PR #498, opened 2024-06-03
Multimap find and next_iterator api bugs

lin0303-siyuan:
Hi cuco team,

I have implemented two APIs for `static_multimap`, i.e `find` and `next_iterator`. And I have written an example program `examples/static_multimap/find.cu` to test that: Insert 50000 key-value pairs into the map, with `key = i % 25000` and `value = i`, which means that there will be two matches for each key between 0 and 24999. But what I get from the count is indeterministic if I am using `double hashing`, and get `25000` from `linear_probing` as probing schemes. (some elements get 2 matches and some get 0 matches).

Thanks for your time to review this issue. I think I may have some understanding issues in cuco multimap implementations and need your help.

If you want to run the codes,
```
ci/build.sh -e
./build/local/examples/STATIC_MULTIMAP_FIND_EXAMPLE
```


PointKernel:
The culprit is [here](https://github.com/lin0303-siyuan/cuCollections/blob/4c68353fb1aaa81eac43b98656f4085dc652ba14/include/cuco/detail/static_multimap/static_multimap.inl#L455-L466). You could not rely on host-bulk [insert](https://github.com/lin0303-siyuan/cuCollections/blob/4c68353fb1aaa81eac43b98656f4085dc652ba14/examples/static_multimap/find.cu#L176) in this case since it uses the internal `uses_vector_load`.

lin0303-siyuan:
But I have written some extra kernels that rely on the host insert and they are getting correct results (50000). I wonder how will the host-bulk insert affect the `find` I am doing in the kernel. Really appreciate if you could elaborate.

PointKernel:
> But I have written some extra kernels that rely on the host insert and they are getting correct results (50000).

The beauty of coincidence :smiling_face_with_tear: 

To make sure the hash table works properly, one **must** follow exactly the same scheme for both insertions and queries, i.e., the same CG size, the same vector load pattern, the same probing sequence (either double hashing or linear probing), any of the unmatches from the above list are undefined behavior thus could result in wrong output.

lin0303-siyuan:
Thanks, get resolved. The key takeway is that when using hashing map, vector_load should be consistent to avoid undefined behaviors.

PR #655, opened 2016-02-12
Add "string" to return types of goog.array methods

Dominator008:
Namely, goog.find and goog.array.findRight can also return strings.

Found by Closure Compiler's NTI.

### DIFF
--- a/closure/goog/array/array.js
+++ b/closure/goog/array/array.js
@@ -496,8 +496,8 @@ goog.array.count = function(arr, f, opt_obj) {
  *     for every element. This function takes 3 arguments (the element, the
  *     index and the array) and should return a boolean.
  * @param {S=} opt_obj An optional "this" context for the function.
- * @return {T|null} The first array element that passes the test, or null if no
- *     element is found.
+ * @return {T|string|null} The first array element that passes the test, or
+ *     null if no element is found.
  * @template T,S
  */
 goog.array.find = function(arr, f, opt_obj) {
@@ -542,8 +542,8 @@ goog.array.findIndex = function(arr, f, opt_obj) {
  *     takes 3 arguments (the element, the index and the array) and should
  *     return a boolean.
  * @param {S=} opt_obj An optional "this" context for the function.
- * @return {T|null} The last array element that passes the test, or null if no
- *     element is found.
+ * @return {T|string|null} The last array element that passes the test, or
+ *     null if no element is found.
  * @template T,S
  */
 goog.array.findRight = function(arr, f, opt_obj) {


closure/goog/array/array.js
```diff
@@ -496,8 +496,8 @@ goog.array.count = function(arr, f, opt_obj) {
  *     for every element. This function takes 3 arguments (the element, the
  *     index and the array) and should return a boolean.
  * @param {S=} opt_obj An optional "this" context for the function.
- * @return {T|null} The first array element that passes the test, or null if no
- *     element is found.
+ * @return {T|string|null} The first array element that passes the test, or
```
shicks: Presumably the function is a function(string, number) which should set T to string already, no?

Also, it seems like making String implement IArrayLike<string> would maybe be a better way to go about fixing these issues.

Dominator008: Making string implement IArrayLike seems better. Would it be hard to land such a fix internally though?  @concavelenz

concavelenz:
I'd be tempted to just remove string as an in type

closure/goog/array/array.js
concavelenz: I'm really not excited to have string implement IArrayLike.   It seems more
likely to be an error than correct code.

Dominator008: `String` can implement `IArrayLike`, but not `string`.

concavelenz: I would rather prohibit string as an input than force string to be included
in the return type.

Dominator008: That does make it more in line with ES6's `Array.prototype.find`, if the internal cleanup isn't too bad.

concavelenz: Which?

Dominator008: https://github.com/google/closure-compiler/blob/master/externs/es6.js#L1424

I don't think "foo".find works.

concavelenz: Array.prototype.find.call("foo",...) would be the equivalent

Dominator008: Yeah I realized that...

concavelenz: I've made the change locally and will do a run to see if there is anything to be concerned about.

Dominator008: OK thanks.

Dominator008: @concavelenz Is there an update on this?

shicks:
Seems like this is a prime candidate for allowing "overloads" of type signatures.

Dominator008:
@shicks Yes, overloads would be ideal, but we need intersection types for that.

shicks:
Given that these methods are all but obsolete, and NTI is no longer around, I'm closing this PR.  Reopen if you feel we should still consider it.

◆ Exercise
The full listing should be reproduced exactly.

◆ Answer
PR #498, opened 2024-06-03
Multimap find and next_iterator api bugs

lin0303-siyuan:
Hi cuco team,

I have implemented two APIs for `static_multimap`, i.e `find` and `next_iterator`. And I have written an example program `examples/static_multimap/find.cu` to test that: Insert 50000 key-value pairs into the map, with `key = i % 25000` and `value = i`, which means that there will be two matches for each key between 0 and 24999. But what I get from the count is indeterministic if I am using `double hashing`, and get `25000` from `linear_probing` as probing schemes. (some elements get 2 matches and some get 0 matches).

Thanks for your time to review this issue. I think I may have some understanding issues in cuco multimap implementations and need your help.

If you want to run the codes,
```
ci/build.sh -e
./build/local/examples/STATIC_MULTIMAP_FIND_EXAMPLE
```


PointKernel:
The culprit is [here](https://github.com/lin0303-siyuan/cuCollections/blob/4c68353fb1aaa81eac43b98656f4085dc652ba14/include/cuco/detail/static_multimap/static_multimap.inl#L455-L466). You could not rely on host-bulk [insert](https://github.com/lin0303-siyuan/cuCollections/blob/4c68353fb1aaa81eac43b98656f4085dc652ba14/examples/static_multimap/find.cu#L176) in this case since it uses the internal `uses_vector_load`.

lin0303-siyuan:
But I have written some extra kernels that rely on the host insert and they are getting correct results (50000). I wonder how will the host-bulk insert affect the `find` I am doing in the kernel. Really appreciate if you could elaborate.

PointKernel:
> But I have written some extra kernels that rely on the host insert and they are getting correct results (50000).

The beauty of coincidence :smiling_face_with_tear: 

To make sure the hash table works properly, one **must** follow exactly the same scheme for both insertions and queries, i.e., the same CG size, the same vector load pattern, the same probing sequence (either double hashing or linear probing), any of the unmatches from the above list are undefined behavior thus could result in wrong output.

lin0303-siyuan:
Thanks, get resolved. The key takeway is that when using hashing map, vector_load should be consistent to avoid undefined behaviors.

PR #655, opened 2016-02-12
Add "string" to return types of goog.array methods

Dominator008:
Namely, goog.find and goog.array.findRight can also return strings.

Found by Closure Compiler's NTI.

### DIFF
--- a/closure/goog/array/array.js
+++ b/closure/goog/array/array.js
@@ -496,8 +496,8 @@ goog.array.count = function(arr, f, opt_obj) {
  *     for every element. This function takes 3 arguments (the element, the
  *     index and the array) and should return a boolean.
  * @param {S=} opt_obj An optional "this" context for the function.
- * @return {T|null} The first array element that passes the test, or null if no
- *     element is found.
+ * @return {T|string|null} The first array element that passes the test, or
+ *     null if no element is found.
  * @template T,S
  */
 goog.array.find = function(arr, f, opt_obj) {
@@ -542,8 +542,8 @@ goog.array.findIndex = function(arr, f, opt_obj) {
  *     takes 3 arguments (the element, the index and the array) and should
  *     return a boolean.
  * @param {S=} opt_obj An optional "this" context for the function.
- * @return {T|null} The last array element that passes the test, or null if no
- *     element is found.
+ * @return {T|string|null} The last array element that passes the test, or
+ *     null if no element is found.
  * @template T,S
  */
 goog.array.findRight = function(arr, f, opt_obj) {


closure/goog/array/array.js
```diff
@@ -496,8 +496,8 @@ goog.array.count = function(arr, f, opt_obj) {
  *     for every element. This function takes 3 arguments (the element, the
  *     index and the array) and should return a boolean.
  * @param {S=} opt_obj An optional "this" context for the function.
- * @return {T|null} The first array element that passes the test, or null if no
- *     element is found.
+ * @return {T|string|null} The first array element that passes the test, or
```
shicks: Presumably the function is a function(string, number) which should set T to string already, no?

Also, it seems like making String implement IArrayLike<string> would maybe be a better way to go about fixing these issues.

Dominator008: Making string implement IArrayLike seems better. Would it be hard to land such a fix internally though?  @concavelenz

concavelenz:
I'd be tempted to just remove string as an in type

closure/goog/array/array.js
concavelenz: I'm really not excited to have string implement IArrayLike.   It seems more
likely to be an error than correct code.

Dominator008: `String` can implement `IArrayLike`, but not `string`.

concavelenz: I would rather prohibit string as an input than force string to be included
in the return type.

Dominator008: That does make it more in line with ES6's `Array.prototype.find`, if the internal cleanup isn't too bad.

concavelenz: Which?

Dominator008: https://github.com/google/closure-compiler/blob/master/externs/es6.js#L1424

I don't think "foo".find works.

concavelenz: Array.prototype.find.call("foo",...) would be the equivalent

Dominator008: Yeah I realized that...

concavelenz: I've made the change locally and will do a run to see if there is anything to be concerned about.

Dominator008: OK thanks.

Dominator008: @concavelenz Is there an update on this?

shicks:
Seems like this is a prime candidate for allowing "overloads" of type signatures.

Dominator008:
@shicks Yes, overloads would be ideal, but we need intersection types for that.

shicks:
Given that these methods are all but obsolete, and NTI is no longer around, I'm closing this PR.  Reopen if you feel we should still consider it.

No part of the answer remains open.